**Activity:** Write out, from the entries below, exactly the lines that run between the lines holding "--- a/packages/api/src/__tests__/provider-authority-e2e.test.ts" and "let proxyMod: ProxyMod;", inclusive, and stop there.

==================================================

PR #396, opened 2026-08-18
test(provider): isolate governed rate-limit fixture

lalalune:
## Summary

- make the provider-authority E2E explicitly permit its deterministic fake dispatch through the production rate-limit seam
- restore the real Redis enforcement function after the suite
- keep production fail-closed behavior unchanged

## Why

The suite claims to exercise the governed terminal forwarder, but the newer fail-closed Redis rate limiter returns 429 before the fake transport when Redis is intentionally absent. This made all positive dispatch assertions fail with zero forwards and hid the boundary the test is supposed to prove.

## Exact validation

Head `aee0855bcd52439e2f68026d327099515187c80f`, base `8d7da9e26bc1020a0d89c20955d3f3cab7d10f94`:

- isolated provider-authority E2E: 12/12 passed
- API dependency build: 21/21 tasks passed
- Biome and `git diff --check`: passed

### DIFF
--- a/packages/api/src/__tests__/provider-authority-e2e.test.ts
+++ b/packages/api/src/__tests__/provider-authority-e2e.test.ts
@@ -67,6 +67,7 @@ type ProxyMod = typeof import("@stwd/proxy/src/handlers/proxy");
 type DispatchMod = typeof import("@stwd/proxy/src/handlers/governed-execution");
 let proxyMod: ProxyMod;
 let dispatchGovernedExecution: DispatchMod["dispatchGovernedExecution"];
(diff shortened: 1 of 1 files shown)


lalalune:
Independent exact-head audit at `70f8150d0b51a7b9b909e3271ce627240763dd19` on `a82d7914edcbc4d3809f94aa4e371d10fc631a15`: fixture-only change, deterministic allow is installed through the existing test seam and the exact production Redis checker is restored in `afterAll`; no production behavior or assertions are weakened. Isolated E2E, 23-package dependency build, Biome, and diff-check are green.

==================================================

**Solution to the problem:**
--- a/packages/api/src/__tests__/provider-authority-e2e.test.ts
+++ b/packages/api/src/__tests__/provider-authority-e2e.test.ts
@@ -67,6 +67,7 @@ type ProxyMod = typeof import("@stwd/proxy/src/handlers/proxy");
 type DispatchMod = typeof import("@stwd/proxy/src/handlers/governed-execution");
 let proxyMod: ProxyMod;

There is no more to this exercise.